Saved data entries
PR #1253, opened 2026-03-31
Add beforeSendEmail and beforeSendSms blocking functions samples

macastelaz:
Supplement samples in Node and Python to include examples of beforeSendEmail and beforeSendSms

### DIFF
--- a/Node/quickstarts/auth-blocking-functions/functions/index.js
+++ b/Node/quickstarts/auth-blocking-functions/functions/index.js
@@ -103,7 +103,7 @@ exports.checkEmailDomain = beforeEmailSent((event) => {
 
 const intlPrefixNumber = defineString("INTERNATIONAL_PREFIX_NUMBER", {
   default: "+1",
-  description: "The country code that we restrict sending too.",
+  description: "The country code that we restrict sending to.",
 });
 // Block SMS sending with any non-US phone number.
 exports.checkPhoneNumber = beforeSmsSent((event) => {
--- a/Node/quickstarts/auth-blocking-functions/functions/index.js
+++ b/Node/quickstarts/auth-blocking-functions/functions/index.js
@@ -29,7 +29,7 @@ const db = admin.firestore();
 // [START v2ValidateNewUser]
 // [START v2beforeCreateFunctionTrigger]
 // Block account creation with any non-acme email address.
-exports.validatenewuser = beforeUserCreated((event) => {
+exports.validateNewUser = beforeUserCreated((event) => {
   // [END v2beforeCreateFunctionTrigger]
   // [START v2readUserData]
   // User data passed in from the CloudEvent.
@@ -49,7 +49,7 @@ exports.validatenewuser = beforeUserCreated((event) => {
 // [START v2CheckForBan]
 // [START v2beforeSignInFunctionTrigger]
 // Block account sign in with any banned account.
-exports.checkforban = beforeUserSignedIn(async (event) => {
+exports.checkForBan = beforeUserSignedIn(async (event) => {
   // [END v2beforeSignInFunctionTrigger]
   // [START v2readEmailData]
   // Email passed from the CloudEvent.
@@ -74,7 +74,7 @@ exports.checkforban = beforeUserSignedIn(async (event) => {
 // [START v2CheckEmailDomain]
 // [START v2beforeEmailSentFunctionTrigger]
 // Block email sending with any non-acme email address.
-exports.checkemaildomain = beforeEmailSent((event) => {
+exports.checkEmailDomain = beforeEmailSent((event) => {
   // [END v2beforeEmailSentFunctionTrigger]
   // [START v2readEmailUser]
   // Email passed in from the CloudEvent.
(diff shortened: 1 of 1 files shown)


Node/quickstarts/auth-blocking-functions/functions/index.js
```diff
@@ -68,3 +70,44 @@ exports.checkforban = beforeUserSignedIn(async (event) => {
...
+exports.checkemaildomain = beforeEmailSent((event) => {
+  // [END v2beforeEmailSentFunctionTrigger]
+  // [START v2readEmailUser]
+  // Email passed in from the CloudEvent.
+  const email = event.data?.email || event.additionalUserInfo?.email;
+  // [END v2readEmailUser]
+
+  // [START v2emailHttpsError]
+  // Only users of a specific domain can receive emails.
+  if (!email?.includes("@acme.com")) {
```
jhuleatt: [`endsWith`](https://developer.mozilla.org/en-US/docs/Web/JavaScript/Reference/Global_Objects/String/endsWith) is probably most appropriate for this
```suggestion
  if (!email?.endsWith("@acme.com")) {
```

Node/quickstarts/auth-blocking-functions/functions/index.js
```diff
@@ -68,3 +70,44 @@ exports.checkforban = beforeUserSignedIn(async (event) => {
...
+    // Throw an HttpsError so that Firebase Auth rejects the email sending.
+    throw new HttpsError("invalid-argument", "Unauthorized email");
```
jhuleatt: What do you think about using `permission-denied` instead of `invalid-argument`?

https://firebase.google.com/docs/reference/node/firebase.functions#functionserrorcode

Node/quickstarts/auth-blocking-functions/functions/index.js
jhuleatt: instead of `email?`, consider doing a falsy check before this and throwing an `invalid-argument` exception that's separate from the "wrong email" exception

Node/quickstarts/auth-blocking-functions/functions/index.js
```diff
@@ -68,3 +70,44 @@ exports.checkforban = beforeUserSignedIn(async (event) => {
...
+  // [END v2beforeSmsSentFunctionTrigger]
+  // [START v2readSmsUser]
+  // Phone number passed from the CloudEvent.
+  const phoneNumber = event.data?.phoneNumber ||
+    event.additionalUserInfo?.phoneNumber;
+  // [END v2readSmsUser]
+
+  // [START v2smsHttpsError]
+  // Only users of a specific region can receive SMS.
+  if (!phoneNumber?.startsWith("+1")) {
```
jhuleatt: instead of `phoneNumber?`, consider doing a falsy check before this and throwing an `invalid-argument` exception that's separate from the "wrong phone number" exception

Node/quickstarts/auth-blocking-functions/functions/index.js
```diff
@@ -68,3 +70,44 @@ exports.checkforban = beforeUserSignedIn(async (event) => {
   // [END v2bannedHttpsError]
 });
 // [START v2CheckForBan]
+
+// [START v2CheckEmailDomain]
+// [START v2beforeEmailSentFunctionTrigger]
+// Block email sending with any non-acme email address.
+exports.checkemaildomain = beforeEmailSent((event) => {
```
jhuleatt: it's ok to camel case `checkEmailDomain` and `checkPhoneNumber`. I think the other functions in this file were written back when our deploy pipeline didn't support capital letters in function names

Node/quickstarts/auth-blocking-functions/functions/index.js
jhuleatt: instead of hardcoding `+1`, this sample would be more reusable if you created a [param](https://firebase.google.com/docs/functions/config-env#params). It would look something like:

```js
// outside of this function
const intlPrefixNumber = defineString("INTERNATIONAL_PREFIX_NUMBER", {
  default: "+1",
  description: "The country code that we restrict sending too.",
});
```

```js
if (!phoneNumber?.startsWith(intlPrefixNumber.value())) {
  // ...
}
```

it does make the sample a little harder to follow, though, since the param needs to be defined outside the function body. up to you

jhuleatt (approved):
Thanks @macastelaz! I added some refinement suggestions but overall LGTM

Node/quickstarts/auth-blocking-functions/functions/index.js
macastelaz: Done

Node/quickstarts/auth-blocking-functions/functions/index.js
macastelaz: Agreed! Updated

Node/quickstarts/auth-blocking-functions/functions/index.js
macastelaz: Works for me!

Node/quickstarts/auth-blocking-functions/functions/index.js
macastelaz: Done

macastelaz: Done!

Node/quickstarts/auth-blocking-functions/functions/index.js
```diff
@@ -68,3 +71,61 @@ exports.checkforban = beforeUserSignedIn(async (event) => {
...
+  // [END v2emailHttpsError]
+});
+// [END v2CheckEmailDomain]
+
+// [START v2CheckPhoneNumber]
+// [START v2beforeSmsSentFunctionTrigger]
+
+const intlPrefixNumber = defineString("INTERNATIONAL_PREFIX_NUMBER", {
+  default: "+1",
+  description: "The country code that we restrict sending too.",
```
jhuleatt:
```suggestion
  description: "The country code that we restrict sending to.",
```

jhuleatt (approved):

Requirement: Write the data out once more, exactly as it was given.

Result of the task:
PR #1253, opened 2026-03-31
Add beforeSendEmail and beforeSendSms blocking functions samples

macastelaz:
Supplement samples in Node and Python to include examples of beforeSendEmail and beforeSendSms

### DIFF
--- a/Node/quickstarts/auth-blocking-functions/functions/index.js
+++ b/Node/quickstarts/auth-blocking-functions/functions/index.js
@@ -103,7 +103,7 @@ exports.checkEmailDomain = beforeEmailSent((event) => {
 
 const intlPrefixNumber = defineString("INTERNATIONAL_PREFIX_NUMBER", {
   default: "+1",
-  description: "The country code that we restrict sending too.",
+  description: "The country code that we restrict sending to.",
 });
 // Block SMS sending with any non-US phone number.
 exports.checkPhoneNumber = beforeSmsSent((event) => {
--- a/Node/quickstarts/auth-blocking-functions/functions/index.js
+++ b/Node/quickstarts/auth-blocking-functions/functions/index.js
@@ -29,7 +29,7 @@ const db = admin.firestore();
 // [START v2ValidateNewUser]
 // [START v2beforeCreateFunctionTrigger]
 // Block account creation with any non-acme email address.
-exports.validatenewuser = beforeUserCreated((event) => {
+exports.validateNewUser = beforeUserCreated((event) => {
   // [END v2beforeCreateFunctionTrigger]
   // [START v2readUserData]
   // User data passed in from the CloudEvent.
@@ -49,7 +49,7 @@ exports.validatenewuser = beforeUserCreated((event) => {
 // [START v2CheckForBan]
 // [START v2beforeSignInFunctionTrigger]
 // Block account sign in with any banned account.
-exports.checkforban = beforeUserSignedIn(async (event) => {
+exports.checkForBan = beforeUserSignedIn(async (event) => {
   // [END v2beforeSignInFunctionTrigger]
   // [START v2readEmailData]
   // Email passed from the CloudEvent.
@@ -74,7 +74,7 @@ exports.checkforban = beforeUserSignedIn(async (event) => {
 // [START v2CheckEmailDomain]
 // [START v2beforeEmailSentFunctionTrigger]
 // Block email sending with any non-acme email address.
-exports.checkemaildomain = beforeEmailSent((event) => {
+exports.checkEmailDomain = beforeEmailSent((event) => {
   // [END v2beforeEmailSentFunctionTrigger]
   // [START v2readEmailUser]
   // Email passed in from the CloudEvent.
(diff shortened: 1 of 1 files shown)


Node/quickstarts/auth-blocking-functions/functions/index.js
```diff
@@ -68,3 +70,44 @@ exports.checkforban = beforeUserSignedIn(async (event) => {
...
+exports.checkemaildomain = beforeEmailSent((event) => {
+  // [END v2beforeEmailSentFunctionTrigger]
+  // [START v2readEmailUser]
+  // Email passed in from the CloudEvent.
+  const email = event.data?.email || event.additionalUserInfo?.email;
+  // [END v2readEmailUser]
+
+  // [START v2emailHttpsError]
+  // Only users of a specific domain can receive emails.
+  if (!email?.includes("@acme.com")) {
```
jhuleatt: [`endsWith`](https://developer.mozilla.org/en-US/docs/Web/JavaScript/Reference/Global_Objects/String/endsWith) is probably most appropriate for this
```suggestion
  if (!email?.endsWith("@acme.com")) {
```

Node/quickstarts/auth-blocking-functions/functions/index.js
```diff
@@ -68,3 +70,44 @@ exports.checkforban = beforeUserSignedIn(async (event) => {
...
+    // Throw an HttpsError so that Firebase Auth rejects the email sending.
+    throw new HttpsError("invalid-argument", "Unauthorized email");
```
jhuleatt: What do you think about using `permission-denied` instead of `invalid-argument`?

https://firebase.google.com/docs/reference/node/firebase.functions#functionserrorcode

Node/quickstarts/auth-blocking-functions/functions/index.js
jhuleatt: instead of `email?`, consider doing a falsy check before this and throwing an `invalid-argument` exception that's separate from the "wrong email" exception

Node/quickstarts/auth-blocking-functions/functions/index.js
```diff
@@ -68,3 +70,44 @@ exports.checkforban = beforeUserSignedIn(async (event) => {
...
+  // [END v2beforeSmsSentFunctionTrigger]
+  // [START v2readSmsUser]
+  // Phone number passed from the CloudEvent.
+  const phoneNumber = event.data?.phoneNumber ||
+    event.additionalUserInfo?.phoneNumber;
+  // [END v2readSmsUser]
+
+  // [START v2smsHttpsError]
+  // Only users of a specific region can receive SMS.
+  if (!phoneNumber?.startsWith("+1")) {
```
jhuleatt: instead of `phoneNumber?`, consider doing a falsy check before this and throwing an `invalid-argument` exception that's separate from the "wrong phone number" exception

Node/quickstarts/auth-blocking-functions/functions/index.js
```diff
@@ -68,3 +70,44 @@ exports.checkforban = beforeUserSignedIn(async (event) => {
   // [END v2bannedHttpsError]
 });
 // [START v2CheckForBan]
+
+// [START v2CheckEmailDomain]
+// [START v2beforeEmailSentFunctionTrigger]
+// Block email sending with any non-acme email address.
+exports.checkemaildomain = beforeEmailSent((event) => {
```
jhuleatt: it's ok to camel case `checkEmailDomain` and `checkPhoneNumber`. I think the other functions in this file were written back when our deploy pipeline didn't support capital letters in function names

Node/quickstarts/auth-blocking-functions/functions/index.js
jhuleatt: instead of hardcoding `+1`, this sample would be more reusable if you created a [param](https://firebase.google.com/docs/functions/config-env#params). It would look something like:

```js
// outside of this function
const intlPrefixNumber = defineString("INTERNATIONAL_PREFIX_NUMBER", {
  default: "+1",
  description: "The country code that we restrict sending too.",
});
```

```js
if (!phoneNumber?.startsWith(intlPrefixNumber.value())) {
  // ...
}
```

it does make the sample a little harder to follow, though, since the param needs to be defined outside the function body. up to you

jhuleatt (approved):
Thanks @macastelaz! I added some refinement suggestions but overall LGTM

Node/quickstarts/auth-blocking-functions/functions/index.js
macastelaz: Done

Node/quickstarts/auth-blocking-functions/functions/index.js
macastelaz: Agreed! Updated

Node/quickstarts/auth-blocking-functions/functions/index.js
macastelaz: Works for me!

Node/quickstarts/auth-blocking-functions/functions/index.js
macastelaz: Done

macastelaz: Done!

Node/quickstarts/auth-blocking-functions/functions/index.js
```diff
@@ -68,3 +71,61 @@ exports.checkforban = beforeUserSignedIn(async (event) => {
...
+  // [END v2emailHttpsError]
+});
+// [END v2CheckEmailDomain]
+
+// [START v2CheckPhoneNumber]
+// [START v2beforeSmsSentFunctionTrigger]
+
+const intlPrefixNumber = defineString("INTERNATIONAL_PREFIX_NUMBER", {
+  default: "+1",
+  description: "The country code that we restrict sending too.",
```
jhuleatt:
```suggestion
  description: "The country code that we restrict sending to.",
```

jhuleatt (approved):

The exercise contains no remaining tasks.